Alice Waters drinks Pu-erh tea. And swears by it. “My cholesterol went down 100 points since I started drinking this,” she says. ”It was extreme.

That’s not a small endorsement. I ordered some. And opened it while we were having dinner with a friend from Texas.

It is rude to ask Texans how many acres they own or how many head of cattle are grazing there. Anyway, they don’t own acres. They own “sections.” My friend shared that her family owned … many.

My wife also has a rural childhood. She grew up on a game farm in Minnesota. Raised pigs. Prize pigs. Has a row of 4-H Club purple ribbons to prove it.

Both women took one look at the brick of tea and said the same thing.

“Cow pie.”

Just so. This tea has been fermented, aged, then pressed into an inch-thick circle. It has an earthy aroma. But not unpleasantly so.

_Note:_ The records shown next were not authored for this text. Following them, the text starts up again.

PR #2559, opened 2020-03-17
Create EntityTable Component | Closes #2553

### LINKED ISSUE #2553: Create EntityTable Component
In #2551 `/application/ui/layout/entityList/EntityCardList.tsx` was added for abstracting and controlling how the card views were handled for the `EntityList`. We should do something similar for the table view portion of the entity list and add a `EntityTable` component in the same folder. This has the following benefits:

- acts as an adapter and abstracts away the direct use of `ResponsiveTable` which makes it easier to change in the future if need be

- standardizes how props are passed to the table component (kinda same point as above)

- allows all entity list table views to be modified from one location if need be (also kinda sorta same point as above)

manzoorwanijk:
This PR:
- Creates `EntityTable` component inside `/application/ui/layout/entityList`
- Updates dates `TableView` and the related components
- Updates tickets `TableView` and the related components
- Closes #2553


assets/src/application/ui/layout/entityList/EntityTable.tsx
```diff
@@ -0,0 +1,35 @@
...
+	bodyRowGenerator,
+	className,
+	entities,
+	filterState,
+	headerRowGenerator,
+	tableCaption,
+	tableId,
+}: EntityTableProps<E, FS>) => {
+	const bodyRows = entities.map((entity) => bodyRowGenerator({ entity, filterState }));
+	const headerRow = headerRowGenerator(filterState);
```
nicolad: nice :+1:

assets/src/application/ui/layout/entityList/types.ts
```diff
@@ -2,27 +2,44 @@ import React from 'react';
...
+export type HeaderRowGeneratorFn<FS extends ELFSM> = (filerState: FS) => HeaderRow;
+
+export interface EntityTableProps<E extends Entity, FS extends ELFSM> extends EntityListViewProps<E, FS> {
+	bodyRowGenerator: BodyRowGeneratorFn<E, FS>;
+	headerRowGenerator: HeaderRowGeneratorFn<FS>;
+	tableCaption?: string;
+	tableId?: string;
+}
+
 export type EntityListComponent<E extends Entity, FS extends ELFSM> = React.ComponentType<EntityListViewProps<E, FS>>;
```
nicolad: cleeean :+1:

assets/src/domain/eventEditor/ui/datetimes/datesList/tableView/TableView.tsx
```diff
@@ -2,39 +2,28 @@ import React from 'react';
...
-			headerRows={[headerRows]}
-			metaData={{
-				tableId: 'date-entities-list-view',
-				tableCaption: __('Event Dates'),
-			}}
+		<EntityTable
+			entities={entities}
+			filterState={filterState}
+			bodyRowGenerator={datesListTableRow}
+			headerRowGenerator={datesListTableHeader}
```
nicolad: maybe we should name these 2 as the props that are receiving the values?
```
bodyRowGenerator={bodyRowGenerator}
headerRowGenerator={headerRowGenerator}
```

nicolad: and the related files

It turns out that lower cholesterol isn’t everything – it might be the smallest health claim for this tea. Pu-erh is said to promote weight loss (the health claim is that it dissolves fat cells) lower blood pressure, and calm the nerves.

“A Chinese study performed on rats and published in 2009 showed lowering of LDL (“bad”) cholesterol and triglyceride levels after the animals were fed a pu-erh tea extract, along with an increase in HDL (“good” cholesterol),” writes Andrew Weil. “We know that tea, in general, is protective against heart disease and cancer. It’s likely that pu-erh tea has similar effects.”

An Amazon reviewer finds another benefit: “I needed it for is the Theanine that is in this tea, I have an autoimmune disease that causes inner tremors and I take L-theanine to calm me down but this tea is doing that in a more natural way.

Pu-erh is one of the higher grades of tea grown in Yunnan province. A round pound costs $16.95 at Amazon, which may sound dear but is actually a terrific bargain. You break off the leaves you need, crumble them into a pot, douse them in very hot water for 30 seconds, pour off that first steep, and then brew your tea. Not for long. Three minutes will more than suffice; I prefer a minute. Bonus: you can use the leaves for as many as eight steeps. [In a Zojirushi Stainless Steel Vacuum Insulated Mug, you have a day’s supply.]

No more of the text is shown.